Os antigos acreditavam que só Deus poderia mudar a noite em dia; até que se inventou a luz elétrica. Só Deus era onipresente; até que se inventou a comunicação eletrônica. Só Deus poderia provocar o apocalipse; até que se inventaram as ogivas nucleares.
Deixemos de lado a concepção mecanicista de Deus. Ainda que seja criada vida humana em laboratório a questão permanece a mesma que perturbou a mente de Alfred Nobel quando inventou a dinamite para quebrar pedreiras e viu seu artefato ser usado como arma de guerra: qual o grau de egoísmo ou amor com que lidamos com os bens da Terra e os frutos do trabalho humano?

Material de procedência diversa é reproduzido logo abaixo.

PR #75, opened 2026-06-05
Grow the page-table pool for multi-isolate guests

### LINKED ISSUE #74: Guest page-table pool exhausts under multiple V8 isolates, Node `worker_threads`/`cluster` hard-abort
## Summary

The guest page-table pool is a fixed **960 KiB** arena carved out of the 4 MiB
infrastructure reserve (`src/core/guest.h:53-54`). It is filled by a **bump
allocator that is never reclaimed** within a process — `g->pt_pool_next` only
advances and is reset solely at guest init / reset / fork
(`src/core/guest.c:358,470,1590`, `src/runtime/forkipc.c`). Because each 2 MiB
guest block that needs 4 KiB granularity costs one 4 KiB L3 page from this pool
(`guest_split_block` → `guest_alloc_pt_page`, `src/core/guest.c:166-194`), the
pool budgets roughly **480 MiB of distinct mapped address space over the whole
process lifetime** (240 pages × 2 MiB), regardless of how much is later
`munmap`'d.

A single-isolate Node process stays under that ceiling and runs fine. But every
additional V8 isolate (`worker_threads`, `cluster`) reserves and commits its own
multi-hundred-MiB regions, and the cumulative, non-reclaimed consumption crosses
the 240-page budget. When `guest_alloc_pt_page` returns 0 the guest mmap fails,
V8's allocator then trips on a follow-up `munmap` that returns non-zero, and the
process **hard-aborts**:

```
src/core/guest.c:178: guest: page table pool exhausted (used 983040 / 983040 bytes)

# Fatal error in , line 0
# Check failed: 0 == munmap(address, size).
```

(`983040 == 0xF0000 == 960 KiB`, i.e. the pool is 100% consumed.)

This surfaced while testing advanced Node workloads on `oci run node:alpine`
(node v26.3.0) — `oci run` is the OCI image support from PR #34 — on top of the
`oci-image-rebase` branch with PR #73 applied. Single-threaded, event-loop web
servers (Express, raw `http`) are unaffected; the failure is specific to
spinning up **multiple live V8 isolates**.

## Reproduction

`node:alpine` already pulled. `--entrypoint node` is required because the image
entrypoint is `docker-entrypoint.sh` (a shell script, not an ELF).

### Crashes — concurrent worker isolates after normal allocator traffic

The advanced built-in battery below (crypto / zlib / fs / streams / net, then
two sequential workers, then **four concurrent workers**) deterministically
exhausts the pool at the concurrent-worker stage:

```sh
./build/elfuse oci run --entrypoint node node:alpine -e '
const {Worker}=require("worker_threads");
const mk=n=>new Promise((res,rej)=>{
  const w=new Worker(`require("worker_threads").parentPort.postMessage(${n}*${n})`,{eval:true});
  w.on("message",m=>{w.terminate();res(m);}); w.on("error",rej);
});
Promise.all([mk(2),mk(3),mk(4),mk(5)]).then(r=>console.log(r)).catch(e=>console.error(e));
'
# -> guest: page table pool exhausted (used 983040 / 983040 bytes)
# -> # Check failed: 0 == munmap(address, size).
```

### Works — single isolate / single worker

```sh
# plain node, no worker .................. OK (well under 80% warn threshold)
./build/elfuse oci run --entrypoint node node:alpine --version          # v26.3.0

# one worker (2 isolates) ................ OK, prints 500500
./build/elfuse oci run --entrypoint node node:alpine -e '
const {Worker}=require("worker_threads");
new Promise((res,rej)=>{const w=new Worker("let s=0;for(let i=0;i<=1000;i++)s+=i;require(\"worker_threads\").parentPort.postMessage(s)",{eval:true});
w.on("message",m=>{w.terminate();res(m)});w.on("error",rej);}).then(s=>console.log(s));'
```

### Threshold

Measured with minimal workers held live until all are up: **1 and 2 concurrent
worker isolates pass cleanly; at 3 the run no longer completes** (consistent with
the abort hanging guest teardown), and the 4-concurrent-worker battery above is
the deterministic, cleanly-observed crash. The boundary drops further once the
main isolate has already done real work (an HTTP server plus the
crypto/zlib/stream/net battery), because the pool is cumulative and never
reclaimed. A `worker_threads` pool of size `os.cpus().length` (the common
default for CPU-bound work) or any `cluster`-based server will not start.

For contrast, everything that does **not** add isolates passes on the same
binary: HTTP server reachable from the host, `crypto` (sha256/aes-256-cbc/
randomBytes), `zlib` gzip, `fs`, `stream` pipeline, timers, raw `net` TCP, and a
full Express 5.2.1 REST app serving 100 concurrent requests.

## Root cause

1. **Fixed, boxed-in pool.** `INFRA_PT_POOL_OFF 0x10000 .. INFRA_PT_POOL_END_OFF
   0x100000` = 960 KiB, sitting inside the 4 MiB `INFRA_RESERVE`. The **shim
   code slot starts immediately above at `+0x100000`**
   (`INFRA_SHIM_OFF`, `src/core/guest.h:55`), so the pool cannot grow in place
   without relocating the shim/shim-data slots and enlarging the reserve.

2. **Bump allocator, no reclaim.** `guest_alloc_pt_page` (`guest.c:166-194`)
   only ever advances `pt_pool_next`; there is no free path. `sys_munmap` tears
   down regions and invalidates PTEs but does **not** return L3 pages to the
   pool. So a `worker_threads` pool that spawns and joins workers *leaks* PT
   pages on every churn, even at steady-state isolate count.

3. **Per-isolate footprint.** Each V8 isolate maps its own committed heap /
   code / cage regions; one L3 page per touched 2 MiB block. Two isolates'
   footprints already approach the 240-page budget; three crosses it.

4. **Failure mode is an abort, not a clean OOM.** On exhaustion the guest mmap
   fails, but V8's subsequent `munmap` returns non-zero and trips a `CHECK`,
   killing the process instead of surfacing a JS `RangeError`/OOM. The
   post-exhaustion mmap-bookkeeping is left inconsistent enough that the paired
   `munmap` cannot succeed.

## Notes

- The pool already warns at 80% (`guest.c:185-194`,
  `guest: page table pool at N%`), so the runway is observable before the abort.
- Reachable through the OCI `oci run` path added by PR #34 (`oci run node:alpine`),
  but the page-table pool is core guest infrastructure (`src/core/guest.*`) and
  the limit is not specific to OCI — any multi-isolate guest hits it.
- Independent of PR #73 (epoll-mt). #73 is what lets multi-threaded Node get far
  enough to *hit* this; the pool limit is a separate, pre-existing constraint.
- `io_uring_setup` (syscall 425) is unimplemented and warns, but Node falls back
  to the libuv threadpool cleanly — unrelated to this issue.

Max042004:
Fixes #74.

The guest page-table pool was a fixed 960 KiB arena (240 x 4 KiB L3 pages) at the bottom of the 4 MiB infra reserve. It is a bump allocator that never reclaims on munmap, and each 2 MiB block that needs mixed permissions (e.g. V8 JIT W^X) draws one L3 page, so the pool budgeted only ~480 MiB of split address space over a process lifetime. A single guest stays well under that, but every extra V8 isolate a Node worker_threads pool or cluster spins up reserves its own committed regions; the third isolate exhausted the pool, after which even munmap (which must split a block to invalidate a sub-range) failed and V8 hard-aborted on CHECK(0 == munmap) instead of getting a clean ENOMEM.

Grow INFRA_RESERVE 4 MiB -> 16 MiB and tighten the shim code slot from a round 1 MiB to 40 KiB (INFRA_SHIM_SLOT, ~6x the ~7 KiB shim blob) so the freed space falls through to the pool, which becomes ~13.9 MiB (3558 pages, ~7 GiB of split address space) -- enough for an os.cpus()-sized worker pool on a 24-core Ultra. The reserve is demand-paged and sits in the ~4 GiB dead zone below interp_base, so the unused pool costs no host RAM and the larger virtual reserve is free.

The layout keeps every invariant: shim data still occupies the top 2 MiB block (shim_data_base + 2 MiB == interp_base), shim code still shares the PT pool's last 2 MiB block, and the pool still ends where the shim slot begins. Only the constants in core/guest.h change; consumers derive their addresses from g->shim_base / pt_pool_base, and fork copies only the used pool, so nothing else moves.

Because the shim slot is now tight, a _Static_assert in main.c and a runtime re-check in bootstrap.c fail loudly if the shim ever outgrows INFRA_SHIM_SLOT instead of letting it silently overlap the shim-data block.

Surfaced while bringing up node:alpine through the OCI image work, where worker_threads pools of 8 and 16 isolates now run to completion; the fix is in the core guest runtime and is independent of that. The full guest test suite passes, including test-mremap-infra (infra-reserve boundary) and test-mprotect-mt (W^X L3 splitting).

---
## Summary by cubic
Expand the infra reserve to 16 MiB and tighten the shim code slot to 40 KiB to grow the guest page‑table pool to ~13.9 MiB and avoid PT pool exhaustion in multi‑isolate V8 workloads. Adds build‑time invariants and runtime checks for the infra layout and shim size.

- **Bug Fixes**
  - Increased `INFRA_RESERVE` 4 MiB → 16 MiB; PT pool now ~13.9 MiB (3558 pages, ~7 GiB split space).
  - Tightened shim code slot to 40 KiB (`INFRA_SHIM_SLOT`); shim data stays in the top 2 MiB; layout invariants preserved.
  - Added build‑time `_Static_assert`s for layout invariants (pool end == shim base, shim_data in top 2 MiB, 2 MiB/page alignment) and a runtime size check with slot size in logs.
  - Reserve is demand‑paged; unused pool costs no RAM. Tests pass; Node pools with 8–16 isolates run to completion.

<sup>Written for commit 51c9b0ac1885e9a40ef9ea725f9eaf4a253b0c7a. Summary will update on new commits.</sup>

<a href="https://cubic.dev/pr/sysprog21/elfuse/pull/75?utm_source=github" target="_blank" rel="noopener noreferrer" data-no-image-dialog="true"><picture><source media="(prefers-color-scheme: dark)" srcset="https://cubic.dev/buttons/review-in-cubic-dark.svg"><source media="(prefers-color-scheme: light)" srcset="https://cubic.dev/buttons/review-in-cubic-light.svg">Review in cubic</picture></a>


src/main.c
```diff
@@ -123,6 +123,14 @@ static void cleanup_main_resources(guest_t *g,
 /* Embedded shim binary (generated by xxd -i from shim.bin) */
 #include "shim_blob.h"
 
+/* The shim code slot in the infra reserve is sized tight (INFRA_SHIM_SLOT, a
+ * few x the current blob) so the rest of the reserve goes to the page-table
+ * pool. If the shim ever outgrows the slot it would overlap the shim-data
+ * block; fail the build loudly rather than corrupt memory at boot. Enlarge
+ * INFRA_SHIM_SLOT (and shrink the pool to match) if this fires. */
+_Static_assert(sizeof(shim_bin) <= INFRA_SHIM_SLOT,
```
jserv, line 131: The shim-blob size is asserted, but the layout invariants documented in `guest.h:62-66` are only guarded by comment. A future edit that grows the pool by shifting `INFRA_PT_POOL_END_OFF` without touching `INFRA_SHIM_OFF` would silently overlap the pool and the shim slot. Consider adding next to this one:

```c
_Static_assert(INFRA_PT_POOL_END_OFF == INFRA_SHIM_OFF,
               "PT pool must end exactly where the shim slot begins");
_Static_assert(INFRA_SHIM_DATA_OFF + BLOCK_2MIB == INFRA_RESERVE,
               "shim_data must occupy the top 2 MiB block of the reserve");
_Static_assert((INFRA_SHIM_DATA_OFF & (BLOCK_2MIB - 1)) == 0,
               "shim_data must be 2 MiB-aligned");
_Static_assert((INFRA_PT_POOL_OFF & 0xFFF) == 0 &&
               (INFRA_PT_POOL_END_OFF & 0xFFF) == 0,
               "PT pool offsets must be page-aligned");
```

jserv (commented):
Layout math, fork-IPC compatibility, `finalize_block_perms` behavior, and the icache-invalidate cache-line edge all check out. Two small follow-ups before this lands, both P3.

One: the layout invariants documented in `src/core/guest.h:62-66` (`INFRA_PT_POOL_END_OFF == INFRA_SHIM_OFF`, `INFRA_SHIM_DATA_OFF + BLOCK_2MIB == INFRA_RESERVE`, alignments) aren't compile-time enforced -- see inline comment on `src/main.c:131`.

Two: `src/runtime/forkipc.c:132` still says "plus the 4 MiB infra reserve below it." Functional check (8 GiB lower bound) still passes, but the comment will mislead anyone debugging guest-size limits. One-line update.

Separately (not this PR's job): `docs/internals.md:95-113` carries a pre-existing memory-map table showing a legacy layout with the infra reserve at LOW addresses; the actual code places it at the top of IPA. Worth a separate doc-cleanup PR rather than folding into this change.

jserv:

Somos como a velha que, no mercado indiano, abaixou a cabeça para procurar algo no chão repleto de lixo. Outros passaram a imitá-la. Até que um jovem indagou: “O que a senhora procura?” “Uma agulha.” “Uma agulha!” “Ora, aqui no mercado há milhões de agulhas à venda e não custam nada.”
Muitos já desistiam da busca quando ela acrescentou: “Uma agulha de ouro.” Então voltaram a abaixar a cabeça e procurar o precioso objeto. O rapaz fez outra pergunta: “A senhora não tem mais ou menos ideia onde a perdeu?” “Tenho sim”, disse ela, “perdi-a em casa.” “Em casa?” retrucou o rapaz. “E nos faz de bobos procurando-a aqui no mercado?”
A velha disse a todos que a fitavam: “Sim, procuro aqui o que perdi dentro de casa, assim como todos vocês procuram fora a felicidade e o amor que está dentro de vocês.”